Low doses of pregabalin, amitriptyline, and gabapentin for the management of neuropathic pain were found in this study. The standard dose of pregabalin, amitriptyline, and gabapentin mentioned in NeuPSIG guidelines is 300–600 mg in two divided doses, 25–150 mg once a day or in two divided doses, and 1200–3600 mg in three divided doses, respectively.[1] This study revealed the use of pregabalin, amitriptyline, and gabapentin at the doses of 75 mg once a day, 10 mg once a day, and 300 mg once a day, respectively. The higher prevalence of cancer cachexia leading to the inability to tolerate the standard dose was cited as the reason for underdosing by treating physicians. Fearon et al. defined cancer cachexia based on weight loss, BMI (BMI <20), and skeletal muscle mass loss.[12] Since this was a cross-sectional study, we were unable to tap weight loss and skeletal muscle mass loss; thus, only BMI was taken into consideration. More than half of the patients in the study had BMI more than 20, which makes the above-cited reason for under-dosing invalid. Kamble et al.,[20] in their study, revealed similar findings regarding underdosing and stated low tolerance at standard doses and acceptable efficacy at lower doses. Most of the patients were recruited from general pain OPD, and these prescriptions were prescribed by junior physicians. Unawareness about the recent changes in the NeuPSIG guideline among the junior physicians could be one of the reasons for underdosing.

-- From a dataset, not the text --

PR #11074, opened 2024-05-31
Add Key ID & Monikers

iArchitSharma:


l5io:
🚀 Preview for commit a86e6bb89bc490a0ddb5104a0707d323e5991ce4 at: https://6659c4db043c342e370496a5--meshery-docs-preview.netlify.app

A study by Liu et al.[30] assessed the adherence of treating physicians to the American College of Rheumatology guidelines for managing pain in patients with fibromyalgia. Nonadherence to the treatment guidelines and use of lower-than-recommended doses potentially resulting in poor effectiveness were reported in the study. In our study, only 4% of the prescriptions completely adhered to the guidelines, whereas 91.66% adhered partially. The management of patients following evidence-based guidelines is necessary for achieving maximum effectiveness of treatment. Our study, however, was not targeted to measure the effectiveness in decreasing the pain score with the reported prescription pattern. Efficacy of lower doses of first-line drugs needs to be validated for its use in the management of neuropathic pain. Further trials investigating this parameter may add more value to this finding.

CONCLUSION

The most commonly used drugs in the treatment of CRNP found in this study are pregabalin and amitriptyline. Most physicians partially or poorly adhered to the NeuPSIG guideline in the management of CRNP.